### Input
PR #68, opened 2019-10-07
Added physical data counts to snapshots

mstead:


mstead:
Missed some test cases. Please do not review until they have been added.

mstead:
DO NOT MERGE - Need some clarification on whether this is actually what we want.

src/main/java/org/candlepin/subscriptions/tally/InventoryAccountUsageCollector.java
```diff
@@ -87,9 +87,19 @@ public InventoryAccountUsageCollector(FactNormalizer factNormalizer,
...
+                        // Calculate the physical usage data
+                        if (!hostFacts.isHypervisor() && !hostFacts.isVirtual()) {
+                            prodCalc.addPhysical(cores, sockets, 1);
+                        }
+                        // Assume uncategorized classification and just add to the general totals.
+                        else {
+                            prodCalc.addUncategorized(cores, sockets, 1);
+                        }
+
+                        // Accumulate hypervisor and guest data here
```
awood: Is this a TODO?

mstead: Ya. This will be done as part of another story.

mstead: Already removed in the code I'm working on.

PR #72, opened 2019-10-29
Use orgId over accountNumber.

awood:
In certain cases, a pool may be missing an account number.  For example,
if a customer acquires a developer subscription and then buys from Red
Hat, the developer subscription won't be updated with their account
number.  Consequently, relying on the account number as a component
of a primary key in a table is undesirable.

This patch changes the capacity table to use the orgId (which should
always be present) as a part of the composite primary key.
Additionally, it ties the principal to the orgId from the authentication
header and performs necessary queries with it.


mstead:
This looks good to me. :+1: 

Need to address the sonar complaints, but once done I'll get this merged.

awood:
Okay, I rewrote that test as another unit test that is closer to the actual issue.

PR #74, opened 2019-11-07
Rework tally to use account number, drop account not null

kahowell:
Testing the tally change
------------------------
Try the tally API via deployment with `./gradlew bootRun` followed by invocation of APIs through swagger-ui. Be sure to try both tally and capacity APIs.

Testing the DB change
---------------------
Try:

```
liquibase --username rhsm-subscriptions --classpath=/usr/share/java/postgresql-jdbc.jar --url jdbc:postgresql://localhost:5432/rhsm-subscriptions --changeLogFile liquibase/changelog.xml update
```

Observe that the not null constraint is dropped via:

```
psql -U rhsm-subscriptions -h localhost -c '\d subscription_capacity'
```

### Required work
Using the string "some" as the search term, count the lines of the data above that hold it and report that number alone.

### Solution for this task
2